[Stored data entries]
++++++++

PR #3, opened 2018-09-10
Update prometheus pb

jakecoll:
Added openstack_exporter to prometheus playbook.


diurnalist (approved):
Looks good to me! Why don't you also update the inventory for UC dev/prod and then we can merge this

PR #4, opened 2018-09-14
Simplify prometheus config generation

diurnalist:
Currently we have a lot of boilerplate when setting up prometheus static
configs. This simplifies that a bunch by pulling the internal addresses
out to a fact first, then creating a 'jobs' structure that associates a
scrape job with an inventory group. The template references ansible
variables directly instead of relying on some magic vars being placed on
the template context.


diurnalist:
cc @jakecoll this fixes some of the issues we're currently seeing w/ scraping.

PR #5, opened 2018-09-17
Added extended prometheus-openstack-exporter image to playbooks.

jakecoll:
This just replaces the public docker image we were using with our own image, and modifies one environment variable.

Extended OpenStackExporter:
https://github.com/ChameleonCloud/prometheus-openstack-exporter


diurnalist (approved):
Nice, simple change 👍

PR #6, opened 2018-10-30
Alertmanager

jakecoll:
Updates prometheus to expose and connect to alert manager. 

Note: There doesn't seem to be a convenient way to send a dummy alert to the alertmanager, but I'm not seeing any errors after enabling "alerting" in the promtheus playbook.


inventories/chi_uc/group_vars/prometheus
```diff
@@ -0,0 +1,13 @@
+---
+prometheus_alertmanager_hostname: alert.uc.chameleoncloud.org
+
+slack_api_url: !vault |
```
diurnalist: This is already available in the `group_vars/all` file, which applies to all hosts. So you don't need it here as well.

playbooks/jupyterhub.yml
```diff
@@ -1,4 +1,4 @@
----
+R---
```
diurnalist: Accidental `R` in here

inventories/chi_uc_dev/group_vars/prometheus
```diff
@@ -0,0 +1,13 @@
+---
+prometheus_alertmanager_hostname: alert.dev.uc.chameleoncloud.org
+
+slack_api_url: !vault |
```
diurnalist: This can go to `group_vars/all` - the reason for this is the Slack API url may be re-used for other things (I think).

playbooks/prometheus.yml
```diff
@@ -24,3 +32,48 @@
...
+                AuthType Basic
+                AuthName "Alertmanager authentication"
+                AuthBasicProvider socache external
+                AuthExternal keystone-user
+                AuthExternalProvideCache On
+                AuthnCacheProvideFor keystone-user
+
+                Require user {{ prometheus_alertmanager_users | join(' ') }}
+
+                # preserve Host header to avoid cross-origin problems
```
diurnalist, line 72: You might not need this; this could be a JupyterHub thing

roles/apache/tasks/main.yml
```diff
@@ -20,6 +20,7 @@
   template:
     src: "{{ item }}.j2"
     dest: "{{ apache_config_path }}/{{ item }}"
+    mode: a+x
```
diurnalist, line 23: Thanks!

roles/prometheus/tasks/alertmanager.yml
```diff
@@ -8,6 +8,10 @@
     path: "{{ prometheus_alertmanager_config_dir }}"
     state: directory
 
+- name: Create Docker network.
```
diurnalist: I don't think you need this. Prometheus uses the default network and Alertmanager can also use that.

roles/prometheus/templates/alertmanager.service.j2
```diff
@@ -5,9 +5,12 @@ After=docker.service
 [Service]
 Restart=always
 ExecStart=/bin/docker run --name=%N \
+                          --net {{ prometheus_alertmanager_docker_network }} \
```
diurnalist: Can remove the `--net` part.

roles/prometheus/templates/alertmanager.service.j2
```diff
@@ -5,9 +5,12 @@ After=docker.service
...
+                          --publish {{ prometheus_alertmanager_port }}:9093 \
+                          --expose 9093 \
```
diurnalist: `--expose` is redundant when `--publish` is already being used. Can remove.

roles/prometheus/templates/alertmanager.service.j2
```diff
@@ -5,9 +5,12 @@ After=docker.service
...
+                          --mount 'type=bind,src=/var/run/docker.sock,dst=/var/run/docker.sock' \
```
diurnalist: Please remove this bind - we don't want to mount the Docker socket unless we absolutely have to (it is a security liability.) This was only relevant for JupyterHub, which launches Docker containers itself.

diurnalist (changes requested):

playbooks/prometheus.yml
jakecoll: Are there downsides to keeping?

diurnalist: No, it is save to keep.

diurnalist (approved):
Great stuff!

PR #7, opened 2018-11-19
Add gnocchi plugin to grafana docker

jakecoll:
This will add the gnocchi plugin to the grafana docker image.

### DIFF
--- a/roles/grafana/defaults/main.yml
+++ b/roles/grafana/defaults/main.yml
@@ -13,4 +13,5 @@ grafana_auth_ldap_group_treebase: ou=Chameleon,ou=Systems,dc=tacc,dc=utexas,dc=e
 grafana_auth_ldap_group_search_filter: (&(objectClass=groupOfNames)(member=uid=%s,ou=People,dc=tacc,dc=utexas,dc=edu))
 grafana_auth_ldap_editor_group: Chameleon
 
-grafana_gnocchi_plugin_id: gnocchixyz-gnocchi-datasource
+grafana_plugins:
+  - gnocchixyz-gnocchi-datasource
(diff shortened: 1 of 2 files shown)


roles/grafana/defaults/main.yml
```diff
@@ -12,3 +12,5 @@ grafana_auth_ldap_user_search_filter: (uid=%s)
 grafana_auth_ldap_group_treebase: ou=Chameleon,ou=Systems,dc=tacc,dc=utexas,dc=edu
 grafana_auth_ldap_group_search_filter: (&(objectClass=groupOfNames)(member=uid=%s,ou=People,dc=tacc,dc=utexas,dc=edu))
 grafana_auth_ldap_editor_group: Chameleon
+
+grafana_gnocchi_plugin_id: gnocchixyz-gnocchi-datasource
```
diurnalist: The "ansible way" of doing this is to use a list, given that what you ultimately have control over in the template is a _list_ of plugins to install.

```yaml
grafana_plugins:
  - gnocchixyz-gnocchi-datasource
```

Then in the template you transform that into the value you need... in this case it looks like GF_INSTALL_PLUGINS takes a [comma-separated list][1].

```
-e "GF_INSTALL_PLUGINS={{ grafana_plugins | join(',') }}"
```

[1]: https://github.com/grafana/grafana/blob/master/docs/sources/installation/docker.md#installing-plugins-for-grafana

diurnalist (changes requested):
This is a bit brittle if we want to add more plugins down the road, see suggestion!

diurnalist (approved):
🥇

diurnalist:
@jakecoll this looks good, can you please merge?

PR #8, opened 2018-11-27
Updated openstack_exporter for deployment at TACC and for gnocchi gpu…

jakecoll:
Updates openstack_exporter for deployment at TACC. This also adds the gnocchi endpoint to the docker env file.


diurnalist (approved):
Looks overall good, and thanks for bringing in the TACC changes. @francoishalbach: please be sure to commit the TACC inventory back here when you are perform any edits.

I think the Gnocchi endpoint is not really _necessary_ to have explicitly like this, given that OpenStack supports service discovery and so it should be possible and more future proof to have the exporter "discover" the Gnocchi endpoint itself. But this is kewl for now.

PR #10, opened 2019-01-28
[glance] Add glance playbook

zhenz:


roles/glance/templates/glance.conf.j2
```diff
@@ -0,0 +1,6 @@
+[keystone_authtoken]
+region_name = {{ openstack_region_name }}
```
diurnalist: Surprised that this region stuff is necessary - did the containers error out on start without this?

diurnalist (approved):
Looks good!

PR #11, opened 2019-01-29
Heat containerization

jakecoll:


kolla/node_custom_config/heat/policy.json
```diff
@@ -0,0 +1,100 @@
+{
```
diurnalist: I don't think we actually change the default policy. If that's true, we don't need this.

diurnalist (approved):

PR #12, opened 2019-02-04
update jenkins deployment of experiment precis

zhenz:


diurnalist (approved):
Nice stuff! I think the `network_interface_*` stuff shouldn't be necessary when I update the script to pull in the `globals.yml` file when it runs...

zhenz:
> Nice stuff! I think the `network_interface_*` stuff shouldn't be necessary when I update the script to pull in the `globals.yml` file when it runs...

I didn't see `network_interface_external` and `network_interface_internal` in `globals.yml`. But there are `neutron_external_interface` and `network_interface` in `globals.yml`. Should I update tasks yml files with the new variable names? If they are the same things.

diurnalist:
Oh nevermind! I was thinking about something else entirely. Forgot about this functionality in the ansible playbooks that is used to create the Apache proxies.

PR #13, opened 2019-02-15
Mysql replication alert

jakecoll:
Adds prometheus alert rules to notify alertmanager when a mysql slave replication error occurs.


roles/prometheus/defaults/main.yml
```diff
@@ -15,4 +15,4 @@ prometheus_alertmanager_users:
   - jason_a
 
 # This should be encrypted! It is a secret value.
-prometheus_alertmanager_slack_api_url: ''
+prometheus_alertmanager_slack_api_url: "{{ lookup('file', '/root/scripts/slack.json') | from_json }}"
```
diurnalist: This is somewhere in the `group_vars/` folder; you shouldn't have to set it here I think. Or, if it's not there, it should be as opposed to residing on a folder.

diurnalist: The reason is that it makes it harder to port this to a different server or something. I prefer that we keep only one server specific file: the vault password, which can be backed up in a myriad of ways and is only 1 file as opposed to N.

roles/prometheus/templates/alert-rules.yml.j2
```diff
@@ -0,0 +1,10 @@
+groups:
+- name: mysql
+  rules:
+  - alert: MySQLReplicationErro
```
diurnalist:
```suggestion
  - alert: MySQLReplicationError
```

roles/prometheus/templates/alert-rules.yml.j2
```diff
@@ -0,0 +1,10 @@
...
+    expr: mysql_slave_status_last_errno{hostname="fx2-01"} > 0
+    for: 30s
```
diurnalist: I would actually increase this to `5m` or something. 30 seconds could be a legit network issue/blip and a false positive.

roles/prometheus/templates/alert-rules.yml.j2
```diff
@@ -0,0 +1,10 @@
+groups:
+- name: mysql
+  rules:
+  - alert: MySQLReplicationErro
+    expr: mysql_slave_status_last_errno{hostname="fx2-01"} > 0
```
diurnalist: What labels are on this metric besides `hostname`? A nice thing Prometheus does is report labels on the metric for you with the alert. This means you don't need to actually do the `{hostname="fx2-01"}` thing. A better pattern is to alert on the entire metric, so that if the last_errno is nonzero for _any_ hostname, it fires. This makes it more general and we can re-use it at TACC for example.

roles/prometheus/templates/prometheus.yml.j2
```diff
@@ -12,7 +12,7 @@ alerting:
 
 # Load rules once and periodically evaluate them according to the global 'evaluation_interval'.
 rule_files:
-  - "/etc/prometheus/*-rules.yml"
+  - "{{ prometheus_config_dir }}/alert-rules.yml"
```
diurnalist: Maybe keep the `*-rules` in here and rename `alert-rules.yml` to `mysql-rules.yml`. Probably over time we will have multiple types of alerts for different things and one big file can get unwieldy.

diurnalist (changes requested):
A few suggestions, the main change we need is to the alert itself. Good stuff though 👍

diurnalist (approved):

PR #14, opened 2019-02-22
vendordata service

zhenz:


zhenz:
@diurnalist I didn't add/modify Jenkins. I think it would be better a part of nova deployment. The service is in https://github.com/ChameleonCloud/chameleon-vendordata.

roles/precis/defaults/main.yml
```diff
@@ -29,6 +29,7 @@ precis_mysql_external_database_privileges:
   - neutron.*:SELECT
   - nova.*:SELECT
   - nova_api.*:SELECT
+  - gnocchi.*:SELECT
```
diurnalist, line 32: ?

roles/vendordata/templates/chameleon_vendordata.service.j2
```diff
@@ -0,0 +1,18 @@
+# {{ ansible_managed }}
+[Unit]
+Description=Chameleon vendordata service
+After=docker.service
+
+[Service]
+Restart=always
+ExecStart=/bin/docker run --name %N \
+                          --net {{ vendordata_docker_network }} \
```
diurnalist: I think we are going to have to have `--net=host` here instead. The openstack services currently on the host, and even with Kolla, are binding on the host's network interfaces. A docker network will effectively hide the vendordata service from the rest of the system.

roles/vendordata/templates/chameleon_vendordata.service.j2
```diff
@@ -0,0 +1,18 @@
...
+                          --publish '{{ vendordata_port }}:8080' \
```
diurnalist: You don't need this if you're using `--net=host` I believe.

roles/vendordata/templates/vendordata_dynamic.conf.j2
```diff
@@ -0,0 +1,12 @@
+[openstack]
+auth_url: {{ openstack_keystone_auth_url }}
```
diurnalist: Is this a valid conf format? I thought it was usually like `key = value`, not `key: value`

roles/vendordata/templates/vendordata_static.json.j2
```diff
@@ -0,0 +1,15 @@
+{
+	"auth_url": "{{ openstack_keystone_auth_url }}",
+	"auth_url_v2": "{{ openstack_keystone_auth_url }}/v2.0",
+	"auth_url_v3": "{{ openstack_keystone_auth_url }}/v3",
+	"cluster": "chameleon",
+	"grid": "chameleoncloud",
+	"site": "{{ chameleon_site_name }}",
+	"region": "{{ openstack_region_name }}",
+	"rabbit_host": "{{ rabbit_host }}",
```
diurnalist: I think you can drop all the rabbit stuff. I couldn't find anywhere this was used. I think it was an initial implementation of the metrics collection.

kolla/node_custom_config/nova.conf
```diff
@@ -45,3 +45,17 @@ max_attempts = 50
 
 [serial_console]
 base_url = wss://{{ kolla_external_fqdn }}:{{ nova_serialproxy_port }}/
+
+[api]
+vendordata_jsonfile_path = "{{ vendordata_config_path }}/vendordata_static.json"
+vendordata_providers = StaticJSON,DynamicJSON
+vendordata_dynamic_targets = instance_metrics_writer_token@http://127.0.0.1:8911/instance_metrics_writer_token,node@http://127.0.0.1:8911/node,project_id@http://127.0.0.1:8911/project_id,user_id@http://127.0.0.1:8911/user_id
```
diurnalist: My understanding from reading the docs is that you only define this once per target. So it would be like this instead:

```
vendordata_dynamic_targets = chameleon@http://127.0.0.1:8911
```

The vendordata2 endpoint would then return something like:
```json
{
  "chameleon": {
    "node": "...",
    "user_id": "...",
    "instance_metrics_writer_token": "...",
  }
}
```

diurnalist (changes requested):
This is looking very fleshed out, almost complete! Nice work. Left some comments about the configuration of the network and the Nova conf.

roles/precis/defaults/main.yml
zhenz: Oops! I kept merging master, and it must be something I messed up with. I'll delete.

roles/vendordata/templates/vendordata_dynamic.conf.j2
zhenz: It can be read by ConfigParser. I have this format for precis.

kolla/node_custom_config/nova.conf
zhenz: I had a second thought right after I created this pull request. I agree with you. Making changes now.

roles/precis/defaults/main.yml
zhenz: Ah! I remembered that I added that. But this is irrelevant to vendordata. We need gnocchi database select previledge for precis serice.

zhenz:
@diurnalist I'm done with the fixes. I have it tested on dev@tacc.

diurnalist (approved):
Awesome! 

nicejob

Issue #632, opened 2026-07-15
Add device cause types for attentions


NedapLivestockManagement:
I would like to propose two changes to the Attention API.
 
Please add the following values to `icarAttentionCauseType.json`:
 
| Proposed value | Description | 
| --- | --- | 
| `AttachedIncorrectly` | The tag is not attached correctly. | 
| `InvalidPosition` | The tag is attached, but positioned incorrectly.  | 
| `BackToFront` | The tag is attached in the wrong direction.  | 
| `NeverSentData` | The tag has not sent any data since it was activated.| 
| `StoppedSendingData` | The tag was active but has not sent data for a prolonged period. | 
| `InsufficientData` | The tag sends too little data, it might be broken or not in use. | 
| `NoAnimalLinked` | Data is being received from a tag that is not linked to any animal. | 
 
Currently `icarAttentionEventResource.json` extends `icarAnimalEventCoreResource.json`, which requires an `animal`. For device-related attention events this is not always available. For example, `NoAnimalLinked` is specifically a device issue that occurs when no animal is linked to the device. Therefore please make the `animal` field optional in `icarAttentionEventResource.json`.
 
In those cases the attention event should still be publishable with a `device`, `category`, and `causes`, but without an `animal`.

cookeac:
Possibilities:
1. New DeviceAttention event, for the NoAnimalLinked (and other equipment problems).
2. Make animal optional - but this could break existing implementations if an event arrives without an animal.
3. Pass a scheme and the device identifier in the animal - but this puts a device into an animal field, which will also cause confusion. Although once attached to an animal, a device identifier could be a valid animal identifier.

Option 1 is probably the most elegant and would allow expansion to other devices that are not animal wearables.
But we may find that device specific attentions migrated to that new event.

PR #634, opened 2026-07-29
Add device cause types for attentions

NedapLivestockManagement:
## Summary
Adds the new attention cause types from issue #632 and makes `animal` optional on `icarAttentionEventResource` so device-related attention events can be published without a linked animal.

## Changes
- Added the new values to `enums/icarAttentionCauseType.json`
- Made `animal` optional in `resources/icarAttentionEventResource.json`
- Updated attention-event descriptions in the OpenAPI URL schemes
- Added a changelog entry under v1.5.1

## Notes
This keeps attention events publishable with device, category, and causes even when no animal is linked.


resources/icarAttentionEventResource.json
```diff
@@ -1,16 +1,20 @@
...
-        "$ref": "../resources/icarAnimalEventCoreResource.json"
+        "$ref": "../resources/icarEventCoreResource.json"
       },
       {
         "type": "object",
 
         "required" : ["category", "causes"],
 
         "properties": {
+            "animal": {
```
cookeac: This is almost certain to break expectations of recipients that they can resolve the animal to an animal. Having a previous animal event that might no longer contain an animal identifier is a breaking change. We are better to define a separate (but similar) device event that can be used for device or equipment status independent of animals.

cookeac:
Generally my feedback is that repurposing an animal event that has previously been based on `icarAnimalEventCoreResource` and will be expected to have an animal identifier is a breaking change. A better approach would be to define an `icarDeviceEventCoreResource` that expects to have a device identifier or reference, and then use this for device messages (such as NoAnimalLinked) and potentially could also be used for device statistics independent of animals.

cookeac (changes requested):

cookeac:
For this PR, we will also need to adjust the target from adewg:ADE-1 to adewg:Develop

erwinspeybroeck:
There is of course an indication that the animal might not be known --> attentionCategoryType= DeviceIssue
But I understand the reluctance to do so

cookeac (approved):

++++++++

■ YOUR INSTRUCTIONS
Beginning at the opening line of the data, transcribe each line exactly until you reach the line with "Currently we have", which you also include, and go no further.

■ OUTPUT BELOW
PR #3, opened 2018-09-10
Update prometheus pb

jakecoll:
Added openstack_exporter to prometheus playbook.


diurnalist (approved):
Looks good to me! Why don't you also update the inventory for UC dev/prod and then we can merge this

PR #4, opened 2018-09-14
Simplify prometheus config generation

diurnalist:
Currently we have a lot of boilerplate when setting up prometheus static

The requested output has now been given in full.